## WORK REQUEST:
Which lines of the entries contain the string "online"? Copy each of them.

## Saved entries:
PR #246, opened 2019-08-02
Drop online checks

scarabeusiv:


Conan-Kudo:
@scarabeusiv Why are we killing the optional network-based checks?

Conan-Kudo:
@scarabeusiv While SUSE distributions can't use these checks because of OBS, I'm pretty sure everyone else actually relies on them as part of the lint checking.

scarabeusiv:
nobody else uses the rpmlint coherently enough and the current implementation is quite sucky.

the https is handled by the spec-cleaner and the speccheck test if anything should be something like sourcestest and actually done properly like source validation service in obs.

Conan-Kudo:
@scarabeusiv No other distribution using rpmlint uses OBS. Checks in ROSA and OMV's ABF instances, for example, rely on rpmlint. Fedora's `fedora-review` uses rpmlint as part of the review process and leverages these checks. ALT Linux and PLD Linux also use rpmlint in similar manners.

OBS usage of rpmlint only works using a perverted build of rpmlint with a weird configuration and install path anyway.

scarabeusiv:
Again the https check is better offloaded to spec-cleaner because why warn about something when you can automatically fix it.
The two checks that are extra in speccheck are not entirely correct and should be done differently. I can re-create them properly if they are really used by some review process...

Conan-Kudo:
@scarabeusiv If spec-cleaner wasn't so fully SUSE-specific, I'd consider that argument.

But yes, they are used by some people for their review processes. The Mandriva family (where rpmlint comes from!) relies on it pretty heavily.

scarabeusiv:
I have no problem in merging support of other distros in spec-cleaner. Nobody ever bothered creating PRs. And it ain't like I didn't promote it.

Conan-Kudo:
> I have no problem in merging support of other distros in spec-cleaner. Nobody ever bothered creating PRs. And it ain't like I didn't promote it.

Well, actually I never heard of spec-cleaner until I got involved in openSUSE a few years ago... :(

scarabeusiv:
Ouky for the online md5 checks I will create new object that will really properly validate the stuff (not using md5 :P) and it will automatically detects if it can go online and do the check if it can..

Conan-Kudo:
@scarabeusiv I would greatly appreciate it. Thanks!

scarabeusiv:
In we go with the #254 putting it back later.

PR #247, opened 2019-08-02
Descriptions in toml

scarabeusiv:


Conan-Kudo:
So why do we want to move the hard-coded descriptions to TOML? DO we want to do some kind of configuration or override mechanism?

scarabeusiv:
Readability (50% of the check files are the descriptions) and easier possibility to tweak up the message by the distros.

scarabeusiv:
Also I want to write a test that will make sure that all the options do actually have some sort of description (which right now is not the case).

Conan-Kudo:
What do we have to gain by making it easier for distros to make it confusing by changing the descriptions?

scarabeusiv:
@Conan-Kudo it is mostly for better readability of the code, the possibility of the override is just a bonus and it does not make it way easier than it is even now as part of the code.

Conan-Kudo:
@scarabeusiv Okay then, I'll buy that. Let's see how this works out.

rpmlint/checks/BinariesCheck.py
```diff
@@ -137,9 +135,9 @@ def _check_shared_library(self, pkg, pkgfile_path, path):
             # libs only, but that has potential to generate lots of
             # false positives and noise.
             for symbol in self.ldd_parser.undefined_symbols:
-                self.output.add_info('W', pkg, 'undefined-non-weak-symbol', path, symbol)
+                self.output.add_info('E', pkg, 'undefined-non-weak-symbol', path, symbol)
```
mimi1vx: why this change ?

scarabeusiv: Should've been error previously missed it in previous commit. Could've added it as separate commit.

rpmlint/checks/MenuXDGCheck.py
```diff
@@ -22,7 +22,6 @@ def __init__(self, config, output):
         # /var/lib/menu-xdg:/usr/share
         AbstractFilesCheck.__init__(
```
mimi1vx: `super().__init__(config`.....

rpmlint/filter.py
```diff
@@ -24,14 +28,24 @@ def __init__(self, config):
...
         # Messages
-        self.results = list()
+        self.results = []
+
+    @staticmethod
+    def _load_descriptions():
+        descriptions = {}
+        descr_folder = Path(__file__).parent / 'descriptions'
+        try:
+            description_files = sorted(descr_folder.glob('*.toml'))
```
mimi1vx: why `sorted` ?

scarabeusiv: There can be dictionaries overrides this way because if you simly create ZZZmyoverride it will work. Also overshadowing if ever happens will be deterministic.

Conan-Kudo:
@scarabeusiv Can you please give me a chance to review things before merging in the future? I know that our lack of timezone overlap is kind of painful (UTC-4 vs UTC+2), but not getting a chance to review the final form until after it's merged kind of stinks...

PR #251, opened 2019-08-09
Simplify section_regex regex and handle .preinit_array in .a files.

marxin:


marxin:
The limitation is seen for `llvm8` package in current `:N` staging project.

PR #257, opened 2019-08-14
Add new check: linked-against-opt-library

marxin:
The check should replace
https://github.com/openSUSE/brp-check-suse/blob/master/brp-40-rootfs
in the future.


rpmlint/checks/BinariesCheck.py
```diff
@@ -141,6 +142,13 @@ def _check_shared_library(self, pkg, pkgfile_path, path):
                 self.output.add_info('W', pkg, 'unused-direct-shlib-dependency',
                                      path, dependency)
 
+    def _check_opt_library_dependency(self, pkg, pkgfile_path, path):
+        if not self.readelf_parser.is_archive:
+            for dependency in self.ldd_parser.dependencies:
```
mimi1vx: maybe:
```if any(d.startswith("/opt/") for d in self.ldd_parser.dependencies):
    self.output.add_info('E', pkg, 'linked-against-opt-library', path, dependency)
```

marxin: Probably yes, it's just a cosmetic change.

Issue #113, opened 2017-09-14
rpmlint --explain useless-provides is terrible


bkircher:
```
$ rpmlint --explain useless-provides 
useless-provides:
This package provides 2 times the same capacity. It should only provide it
once.
```

This is terrible. Any suggestion on what "useless-provides" is actually supposed to prevent?

scop:
Duplicate Provides, for example `foo` and `foo = 1.0`. Feel free to suggest a better explanation, even better if in a form of pull request :)

Conan-Kudo:
It's not really "preventing" anything. It's informing you that you have duplicate declarations of the same base information.

I don't see anything wrong with it. I'm happy to consider PRs with better wording, though.

dirkmueller:
I think we should update the explanation (I think I have a patch for that somewhere)

Conan-Kudo:
@dirkmueller Alright then, looking forward to that. ;)

scarabeusiv:
Bit improved I hope... :)

hroncok:
The new message is not always correct. If the RPM has two provides that include version, the error is present as well:

```
$ rpm -qp --provides python3-double-provides-0-0.fc33.noarch.rpm 
python-double-provides = 0-0.fc33
python-double-provides = 0-0.fc33
python3-double-provides = 0-0.fc33
python38-double-provides = 0-0.fc33
python38-double-provides = 0-0.fc33

$ rpmlint python3-double-provides-0-0.fc33.noarch.rpm 
...
python3-double-provides.noarch: E: useless-provides python-double-provides
python3-double-provides.noarch: E: useless-provides python38-double-provides
...
```

"This means versioned and unversioned symbols are provided at once" is not applicable in this case. 

In this case, the situation is "Identical automated and manual provides exist, the manual one is useless"

scarabeusiv:
Yeah feel free to file it as a new ticket Miro, the TagsCheck is not yet reviewed and is kinda hard to process at the moment tho :)

hroncok:
Here: https://github.com/rpm-software-management/rpmlint/issues/427

PR #266, opened 2019-08-15
Update bit description of useless-provides issue #113

scarabeusiv:


scarabeusiv:
@dirkmueller is the above good enoughTM? or do you have some patch somewhere still?

scarabeusiv:
Otoh if dirk has better patch he can replace this one later on if needed (the ticket was open for >1 year... :)

Issue #225, opened 2019-07-26
Review and convert the test logic to use functionalized approach


scarabeusiv:
The tests for individual issues should be separated as much as possible to be later paralelized.

All the tests should be reviewed and verified they are in good shape.
Also with this logic we should have at least 1 testcase per the function to make sure we do not regress to much.

Here is a list of current tests to review (new ones will hopefully be reviewed prior addition and adhere to this 'requirement):

- [ ] AbstractCheck.py
- [ ] AppDataCheck.py
- [ ] BinariesCheck.py
- [ ] ConfigCheck.py
- [ ] DistributionCheck.py
- [ ] DocFilesCheck.py
- [ ] FHSCheck.py
- [ ] FilesCheck.py
- [ ] InitScriptCheck.py
- [ ] I18NCheck.py
- [ ] LSBCheck.py
- [ ] MenuCheck.py
- [ ] MenuXDGCheck.py
- [ ] NamingPolicyCheck.py
- [ ] PamCheck.py
- [ ] PostCheck.py
- [ ] RpmFileCheck.py
- [ ] SCLCheck.py
- [ ] SignatureCheck.py
- [ ] SourceCheck.py
- [ ] SpecCheck.py
- [ ] TagsCheck.py
- [ ] ZipCheck.py

marxin:
This seems to be a candidate for milestone `2.1`. I don't see it fundamental for `2.0` release.

kstreitova:
_(Just commenting on this so Tomas can assign this issue to me)_

Issue #156, opened 2018-07-24
All the objects we have in place should have some basic tests


scarabeusiv:
We don't have any basic testcase validating various of the files, I will add it here whenever I notice and then we should write down some basic checks for them to ensure sanity.

- [ ] ConfigCheck.py

scarabeusiv:
In signature check we have test that outputs whitespace garbage while it should not and should be part of the signature check:

```apache-commons-collections-testframework-javadoc.noarch: E: no-signature
You have to include your pgp or gpg signature in your package.             For
more information on signatures, please refer to www.gnupg.org.
```

scarabeusiv:
This issue is really tied to issue #225 and probably should go hand in hand with that effort.

scarabeusiv:
Also there is rpmlint-tests in openSUSE namespace that could be incorporated in the main project, effectively obsoleting the openSUSE repo.

Current list of tests that could be added as a checklist:

 - [ ] buildroot.ref 
 - [ ] cvs-bad.ref 
 - [ ] dbus-policy.ref 
 - [ ] debug.ref 
 - [ ] debug1.ref 
 - [ ] debug2.ref 
 - [ ] desktopfile-bad-binary.ref 
 - [ ] desktopfile-bad-duplicate.ref 
 - [ ] desktopfile-bad-section.ref 
 - [ ] desktopfile-bad-unicode.ref 
 - [ ] desktopfile-good.ref 
 - [ ] empty.ref 
 - [ ] erlang.ref 
 - [ ] foo1-developer-plugins.ref 
 - [ ] foo1-devel.ref 
 - [ ] game.ref 
 - [ ] gethostbyname.ref 
 - [ ] ghost1.ref 
 - [ ] ghost2.ref 
 - [ ] ghost3.ref 
 - [ ] good.ref 
 - [ ] chroot.ref 
 - [ ] libzork42.ref 
 - [ ] license1.ref 
 - [ ] logrotate1.ref 
 - [ ] logrotate2.ref 
 - [ ] noarch.ref 
 - [ ] opt.ref 
 - [ ] opt2.ref 
 - [ ] pam1.ref 
 - [ ] permissions1.ref 
 - [ ] permissions2.ref 
 - [ ] pie.ref 
 - [ ] polkit.ref 
 - [ ] rclink2.ref 
 - [ ] rclink4.ref 
 - [ ] rclink5.ref 
 - [ ] rclink6.ref 
 - [ ] shlib1.ref 
[...]

PR #270, opened 2019-08-18
Remove LSBCheck

kstreitova:
Separate the check() method to multiple functions and clean up the code. Also add a test for LSBCheck and adjust LSBCheck.toml description to be more precise (#225 #156).


rpmlint/checks/LSBCheck.py
```diff
@@ -18,15 +9,50 @@
```
scarabeusiv: The regexps could be class variable maybe, but regardless the a-zA-Z0-9... should be \w+ see the https://docs.python.org/3/howto/regex.html

kstreitova:
After a discussion with Tomas, I suggest removing this check. See reasons in my commit message.

scarabeusiv:
It is not enabled on any distro so LGTM. @Conan-Kudo your opinion?
Today it seems we delete shitaton of stuff ;-)

Conan-Kudo:
I can explain where the rules come from. The rules are the intersection of compatible NVRs between RPM v3 and DPKG for supporting portability across RPM and Debian systems through tools like `alien` and other things.

The check is disabled by default in Fedora because we have stopped enforcing this compatibility requirement, but there are corporate users that have this check turned on for their own RPMs.

kstreitova:
Then we should rename it as it's not connected to LSB at all. Any suggestions?

Are the regexps correct so I can adjust description according to it?

Conan-Kudo:
@kstreitova It is related to LSB, as LSB specified RPM v3 as the standardized package format.

PR #272, opened 2019-08-19
Remove 'filename-too-long-for-joliet' check

kstreitova:
This check is disabled in Fedora since 2009 [1] and for openSUSE it
fails for 145 packages so evidently nobody cares.

Also, Joliet is a quite old specification so I suppose that modern
tools either truncate or use something like 'joliet-long' extension
(allow Joliet filenames to be up to 103 Unicode characters) anyway.

[1] https://www.redhat.com/archives/fedora-packaging/2009-January/msg00042.html


scarabeusiv:
@Conan-Kudo what's your take. As Fedora disable this and the test after updates to the specification really does not make sense we could really live without it...

Conan-Kudo:
Blech, let's get rid of this.

PR #273, opened 2019-08-19
Remove 'use-old-pam-stack' check

kstreitova:
The purpose of this check was to validate whether pam files contain
deprecated 'pam_stack' module instead of 'include' directive.

Pam_stack module was deprecated in PAM 0.78 (2005)[1] so it was
enough time for the migration. Currently, there is no package
in openSUSE that would break this check.

[1] https://lists.fedoraproject.org/archives/list/devel@lists.fedoraproject.org/thread/U32WZEPTQBBCEPV6KJY35L2RZ7WKWTII/


scarabeusiv:
LGTM. @Conan-Kudo ^^ :)

Conan-Kudo:
I hope by now that nobody is using old PAM...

## SOLVED PROBLEM:
Drop online checks
Ouky for the online md5 checks I will create new object that will really properly validate the stuff (not using md5 :P) and it will automatically detects if it can go online and do the check if it can..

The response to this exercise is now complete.